**EXERCISE OBJECTIVE:** From the data below, copy out every line in which the word "this" occurs.

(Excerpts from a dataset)
PR #1409, opened 2026-06-11
perf(storage): conditional MATERIALIZED CTE fence for ListTransactions

sylr:
## Problem

A selective wallet-history `ListTransactions` attached `ORDER BY id DESC LIMIT n` to the same select as a JSONB `@>` filter, so the planner chose an abort-early `transactions_id_desc` index walk that scanned ~2.3M rows (**16.1s**) to return 16. Statistics can't fix this (JSONB `@>` selectivity over-estimate + a value↔id correlation no stats object can express).

## Fix

Wrap the filtered dataset in a **`MATERIALIZED`** CTE (optimization fence) and move `ORDER BY id DESC LIMIT n` to the **outer** select. The planner then uses the GIN `BitmapOr` over the filtered set and the `LIMIT` becomes a trivial top-N — **~7.7ms (~2,000×)**, verified on a prod read-replica. No schema change; the required GIN indexes already exist (migrations 43/51/52).

The fence is **conditional** — applied only when the filter contains a "needle" containment predicate (`account`/`source`/`destination`/`metadata`), via a new opt-in `DatasetFencer` interface implemented only by the transactions handler. Unfiltered/range-only lists keep the historical non-materialized shape, where abort-early is the faster plan.

## How

- `DatasetFencer[Opts]` opt-in interface; `transactionsResourceHandler.ShouldFenceDataset` implements the static needle rule.
- `Paginator` split into `ApplyCursorPredicate` (keyset/offset predicate stays **inside** the fenced CTE) and `ApplyWindow` (`LIMIT`/`OFFSET` on the **outer** select, no `ORDER BY`). The existing outer `ORDER BY` remains the single order source and is applied before the window. **Non-fence SQL is unchanged.**
- `expand()` gains a `materialized bool` (uses `bun.NewWithQuery(...).Materialized()`); `GetOne`/`Count` are unaffected (pass `false`).

## Tests

- Unit: table-driven `ShouldFenceDataset` (needle → fence; id/timestamp/reference/reverted → no fence).
- Integration: SQL-shape via a `bun.QueryHook` asserting `AS MATERIALIZED` present for account/metadata filters and **absent** for unfiltered/timestamp-only; multi-page `next`/`previous` traversal under the fence; `effectiveVolumes` under the fence. Existing `TestTransactionsList` (every filtered case now runs through the fence) still passes.

## Known limitation (correctness-safe)

A negated containment (`NOT metadata @> {x}`) or a non-selective needle value (`account="world"`) may fence without benefit, but never changes the result. Deliberately deferred per a static-vs-cost-probe trade-off.

### DIFF
--- a/internal/storage/common/resource.go
+++ b/internal/storage/common/resource.go
@@ -220,18 +220,13 @@ func (r *ResourceRepository[ResourceType, OptionsType]) buildFilteredDataset(bui
 	return r.resourceHandler.Project(q, dataset)
 }
 
-// expand wraps the filtered dataset as a "dataset" CTE and left-joins any requested expand CTEs.
-// When materialized is true the CTE is emitted as "WITH dataset AS MATERIALIZED (...)", an
-// optimization fence that forces the planner to evaluate the filtered set once instead of
-// inlining it (which would let an outer LIMIT leak back onto the scan). See DatasetFencer.
-func (r *ResourceRepository[ResourceType, OptionsType]) expand(dataset *bun.SelectQuery, q ResourceQuery[OptionsType], materialized bool) (*bun.SelectQuery, error) {
-	outer := dataset.NewSelect()
-	if materialized {
-		outer = outer.WithQuery(bun.NewWithQuery("dataset", dataset).Materialized())
-	} else {
-		outer = outer.With("dataset", dataset)
-	}
-	dataset = outer.
+// expand wraps the given select as the "dataset" CTE and left-joins any requested expand CTEs,
+// which reference it via "select ... from dataset". The MATERIALIZED fence (when fencing) lives one
+// level deeper, inside the select passed here (see Paginate), so the expands always join against the
+// page rather than the full filtered set.
+func (r *ResourceRepository[ResourceType, OptionsType]) expand(dataset *bun.SelectQuery, q ResourceQuery[OptionsType]) (*bun.SelectQuery, error) {
+	dataset = dataset.NewSelect().
+		With("dataset", dataset).
 		ModelTableExpr("dataset").
 		ColumnExpr("*")
 
@@ -274,7 +269,7 @@ func (r *ResourceRepository[ResourceType, OptionsType]) GetOne(ctx context.Conte
 		return nil, err
 	}
 
-	finalQuery, err = r.expand(finalQuery, query, false)
+	finalQuery, err = r.expand(finalQuery, query)
 	if err != nil {
 		return nil, err
 	}
@@ -411,7 +406,25 @@ func (r *PaginatedResourceRepository[ResourceType, OptionsType]) Paginate(
 	if fence {
 		// The cursor/offset predicate is part of "the filtered set", so it stays inside the fence.
 		finalQuery = paginator.ApplyCursorPredicate(finalQuery)
-		finalQuery, err = r.expand(finalQuery, resourceQuery, true)
+
+		// Fence the filtered set in a MATERIALIZED CTE ("filtered"), then take the page
+		// (ORDER BY + LIMIT/OFFSET) in the "dataset" select that wraps it. The page window lives
+		// here — between the fence and the expand joins — so expand CTEs that reference
+		// "select id from dataset" see only the page, not the whole filtered set. The plan benefit
+		// is preserved: the LIMIT is outside the *materialized* CTE, so the planner still evaluates
+		// "filtered" once via the GIN BitmapOr and the page is a cheap top-N over that result.
+		paged := finalQuery.NewSelect().
+			WithQuery(bun.NewWithQuery("filtered", finalQuery).Materialized()).
+			ModelTableExpr("filtered").
+			ColumnExpr("*").
+			Order(paginator.OrderExpression())
+		paged, err = paginator.ApplyWindow(paged)
+		if err != nil {
+			return nil, fmt.Errorf("applying page window: %w", err)
+		}
+
+		// expand wraps the paged select as the "dataset" CTE the expands join against.
+		finalQuery, err = r.expand(paged, resourceQuery)
 		if err != nil {
 			return nil, fmt.Errorf("expanding results: %w", err)
 		}
@@ -420,7 +433,7 @@ func (r *PaginatedResourceRepository[ResourceType, OptionsType]) Paginate(
 		if err != nil {
 			return nil, fmt.Errorf("paginating request: %w", err)
 		}
-		finalQuery, err = r.expand(finalQuery, resourceQuery, false)
+		finalQuery, err = r.expand(finalQuery, resourceQuery)
 		if err != nil {
 			return nil, fmt.Errorf("expanding results: %w", err)
 		}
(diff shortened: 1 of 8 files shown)


internal/storage/ledger/resource_transactions_test.go
```diff
@@ -0,0 +1,79 @@
...
+		{
+			name:    "destination needle",
+			filters: map[string][]any{"destination": {"bank"}},
+			expect:  true,
+		},
+		{
+			name:    "metadata needle",
+			filters: map[string][]any{"metadata": {map[string]any{"wallet_id": "x"}}},
+			expect:  true,
+		},
```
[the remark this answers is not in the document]
sylr: Good catch — fixed in 4e32a4f0 (and backported to #1410). The metadata-needle case now uses the string `"wallet_id"` instead of a map; the fence decision only checks filter presence so behavior is unchanged, but the fixture is now semantically accurate. Resolving.

sylr:
### Example: how a selective `ListTransactions` is rewritten

Take a wallet-history lookup filtered by account — `GET /v2/.../transactions?query={"$match":{"account":"users:alice"}}` with `pageSize=15`. The `account` filter compiles to a GIN containment ("needle") predicate, so `ShouldFenceDataset` returns `true`.

**Before this patch** (current `main` shape — `ORDER BY … LIMIT` sits *inside* the `dataset` CTE):

```sql
WITH "dataset" AS (
  SELECT *
  FROM (
    SELECT ledger, id, timestamp, reference, inserted_at, updated_at, postings,
           sources, destinations, sources_arrays, destinations_arrays, template,
           metadata, transactions.reverted_at AS reverted_at
    FROM "_default".transactions
    WHERE (ledger = 'ledger0')
  ) dataset
  WHERE (sources @> '["users:alice"]' OR destinations @> '["users:alice"]')
  ORDER BY id DESC          -- ← attached to the same select as the filter
  LIMIT 16                  -- ← pageSize + 1 overfetch; triggers abort-early
)
SELECT * FROM "dataset" ORDER BY "dataset"."id" DESC;
```

→ the planner assumes `ORDER BY id DESC LIMIT 16` will short-circuit and picks an **abort-early `Index Scan using transactions_id_desc`**, applying the `@>` filter per row. When the matching rows are sparse and old, it walks most of the table (`Rows Removed by Filter` in the millions).

**With this patch** (`account` is a needle → fenced):

```sql
WITH "dataset" AS MATERIALIZED (          -- ← (1) optimization fence
  SELECT *
  FROM (
    SELECT ledger, id, timestamp, reference, inserted_at, updated_at, postings,
           sources, destinations, sources_arrays, destinations_arrays, template,
           metadata, transactions.reverted_at AS reverted_at
    FROM "_default".transactions
    WHERE (ledger = 'ledger0')
  ) dataset
  WHERE (sources @> '["users:alice"]' OR destinations @> '["users:alice"]')
)                                          -- ← (2) no ORDER BY / LIMIT inside
SELECT * FROM "dataset"
ORDER BY "dataset"."id" DESC
LIMIT 16;                                  -- ← (3) ORDER BY + LIMIT on the outer select
```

**FINISHED TASK:**
A selective wallet-history `ListTransactions` attached `ORDER BY id DESC LIMIT n` to the same select as a JSONB `@>` filter, so the planner chose an abort-early `transactions_id_desc` index walk that scanned ~2.3M rows (**16.1s**) to return 16. Statistics can't fix this (JSONB `@>` selectivity over-estimate + a value↔id correlation no stats object can express).
[the remark this answers is not in the document]
**Before this patch** (current `main` shape — `ORDER BY … LIMIT` sits *inside* the `dataset` CTE):
**With this patch** (`account` is a needle → fenced):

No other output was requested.